◆ **WORK INSTRUCTION**:
The data below is to be repeated in full, exactly as shown.

◆ **RECORDS PROVIDED**:

PR #10851, opened 2022-01-20
lower bluespace price and fix a missing desc error

jjpark-kb:
## About The Pull Request
lowers the price of the bluespace miner
bluespace miner will now show (through examine) if its too high of a pressure rather than just beep

bluespace miner will never see the light of day if its outpriced. If I lower the price, I can start balancing from there.
the examine is really important because we don't want the bs miner to just beep without telling why

## Changelog

:cl:
balance: changed bluespace miner price from 200,000 to 75,000
fix: fixed bluespace miner missing "pressure too high" examine text
/:cl:

### DIFF
--- a/modular_skyrat/modules/bluespace_miner/code/bluespace_miner.dm
+++ b/modular_skyrat/modules/bluespace_miner/code/bluespace_miner.dm
@@ -53,7 +53,7 @@
 		. += span_warning("[src] is in a suboptimal environment: " + span_boldwarning("TEMPERATURE TOO HIGH!"))
 	if(environment.return_pressure() <= ONE_ATMOSPHERE)
 		. += span_warning("[src] is in a suboptimal environment: " + span_boldwarning("PRESSURE TOO LOW!"))
-	else if(environment.return_pressure() >= (ONE_ATMOSPHERE * 2))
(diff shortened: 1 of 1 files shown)


modular_skyrat/modules/bluespace_miner/code/bluespace_miner.dm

◆ **THE COMPLETED TASK**:
PR #10851, opened 2022-01-20
lower bluespace price and fix a missing desc error

jjpark-kb:
## About The Pull Request
lowers the price of the bluespace miner
bluespace miner will now show (through examine) if its too high of a pressure rather than just beep

bluespace miner will never see the light of day if its outpriced. If I lower the price, I can start balancing from there.
the examine is really important because we don't want the bs miner to just beep without telling why

## Changelog

:cl:
balance: changed bluespace miner price from 200,000 to 75,000
fix: fixed bluespace miner missing "pressure too high" examine text
/:cl:

### DIFF
--- a/modular_skyrat/modules/bluespace_miner/code/bluespace_miner.dm
+++ b/modular_skyrat/modules/bluespace_miner/code/bluespace_miner.dm
@@ -53,7 +53,7 @@
 		. += span_warning("[src] is in a suboptimal environment: " + span_boldwarning("TEMPERATURE TOO HIGH!"))
 	if(environment.return_pressure() <= ONE_ATMOSPHERE)
 		. += span_warning("[src] is in a suboptimal environment: " + span_boldwarning("PRESSURE TOO LOW!"))
-	else if(environment.return_pressure() >= (ONE_ATMOSPHERE * 2))
(diff shortened: 1 of 1 files shown)


modular_skyrat/modules/bluespace_miner/code/bluespace_miner.dm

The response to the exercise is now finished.